Täglich wünschen die Mitglieder des britischen Oberhauses dem Herzog von Marlborough aus tiefstem Herzen beste Gesundheit und ein langes Leben. Beißt der Alte nämlich ins Gras, erbt sein 37jähriger Sohn Charles James Spencer-Churchill – alias Lord Blandford – nicht nur das Familienschloß samt Ländereien im Wert von mindestens hundert Millionen Pfund, sondern darüber hinaus den Herzogtitel, der ihm einen Sitz im House of Lords garantiert. Dieser Gedanke läßt den Lords und Ladies das blaue Blut in den Adern gefrieren, denn „Jamie“ – wie Freunde und Drogenhändler ihn nennen – ist ein aristokratischer Hooligan. Seit Dienstag wohnt er wieder im Pentonville-Gefängnis, weil er seiner Ex- Frau Becky umgerechnet 25.000 Mark Alimente für den gemeinsamen Sohn, den knapp einjährigen Grafen George, schuldet. Die Polizei wollte Jamie bereits fünf Tage zuvor verhaften, doch er hielt sie zum Narren. Nachdem die Beamten stundenlang vor dem Haus gelauert hatten, tauchte seine Lordschaft auf dem Fahrrad auf, verschwand in seiner Wohnung im zweiten Stock und ignorierte die Polizisten, die an seiner Wohnungstür klingelten. Damit hatten die Ordnungshüter offenbar nicht gerechnet. Sie forderten vom Kensington-Revier Verstärkung an, die eine halbe Stunde später mit Vorschlaghammer, Drahtschere und einem Schäferhund namens Gendarme eintraf. Es dauerte jedoch eine weitere halbe Stunde, bis die uniformierten Trottel die Tür aufgebrochen hatten. Lord Jamie war freilich längst über alle Berge: Er hatte sich an der Regenrinne entlanggehangelt und war am Abflußrohr hinabgeklettert. Der Polizist hinterm Haus hatte nichts bemerkt.
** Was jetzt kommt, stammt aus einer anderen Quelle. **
PR #340, opened 2015-09-14
Add many libraries using web-opac.at

simon04:
The collection has been assembled from
https://www.bvoe.at/oeffentliche_bibliotheken/adressen_liste

### DIFF
--- a/opacclient/opacapp/src/main/assets/bibs/Mils.json
+++ b/opacclient/opacapp/src/main/assets/bibs/Mils.json
@@ -1,0 +1,12 @@
+{
+    "state": "Tirol",
+    "account_supported": false,
+    "title": "Bibliothek Mils",
+    "city": "Mils",
+    "country": "\u00d6sterreich",
+    "api": "web-opac.at",
+    "geo": [47.2883084, 11.5314953],
+    "data": {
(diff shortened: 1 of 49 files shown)


raphaelm:
Thank you!

johan12345:
The `title` attribute normally does not need to include the `city` name like you did it with some of the libraries, because the app will show both next to each other everywhere.

raphaelm:
Uh, I missed that. Fixed in 08a41161c70e7a6e34096b4b4e1450d2f4d4ad91

(Also, indentation etc. has become inconsistent, I fixed that in 143d11404860aaf9a0dd49aa187a2e13f6ccda0f)

opacclient/opacapp/src/main/assets/bibs/Mils.json
```diff
@@ -0,0 +1,12 @@
...
+    "account_supported": false,
+    "title": "Bibliothek Mils",
+    "city": "Mils",
+    "country": "\u00d6sterreich",
+    "api": "web-opac.at",
+    "geo": [47.2883084, 11.5314953],
+    "data": {
+        "baseurl": "http://www.buecherei-mils.webopac.at"
+    }
+}
```
johan12345: This library is missing the `information` attribute and therefore the app does not display it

Ein paar Tage später blamierte sich die gefoppte Ordnungsmacht erneut. Nach einem anonymen Hinweis umzingelte ein größeres Aufgebot ein Haus in Earl's Court und verhaftete dort einen grauhaarigen, bärtigen Mann, der nicht die geringste Ähnlichkeit mit Lord Blandford hatte. Erst auf dem Revier stellte man fest, daß der Verhaftete ein gewisser Timothy Gosselin war, der dank der polizeilichen Schlappe das Abendessen verpaßt hatte.

Zehn Stunden später ging der echte Lord dann endlich in die Falle. Leicht machte er es den genervten Polizisten jedoch nicht. Er kratzte, biß und schlug wild um sich, bis es acht Beamten gelang, ihn ins Polizeiauto zu zerren. Im Pentonville-Knast erhielt der Lord seine alte Zelle, in der er 1986 wegen Drogenbesitzes bereits drei Monate verbracht hatte. Ein Jahr zuvor war er noch mit einer Geldstrafe davongekommen, nachdem er in eine Apotheke eingebrochen war. Auch für die Tracht Prügel, die er einem Polizisten verabreichte, mußte er nur hundert Pfund berappen. Sein jüngster Aufenthalt in Pentonville liegt erst zwei Jahre zurück: Damals mußte er nach seinem zwölften Verkehrsdelikt für zwei Monate einsitzen. Seitdem fährt Jamie Rad, denn mit den Taxifahrern hat er es sich auch verdorben: Er schuldet vier von ihnen noch den Fahrpreis. Das stattliche Erbe ist ihm dennoch sicher, denn Königin Anne hatte seinem Ahnen John Churchill im Jahre 1702 Schloß, Ländereien und Herzogtitel aus Dank für dessen Dienste als Feldherr vermacht. Jamie findet das „einfach wunderbar“.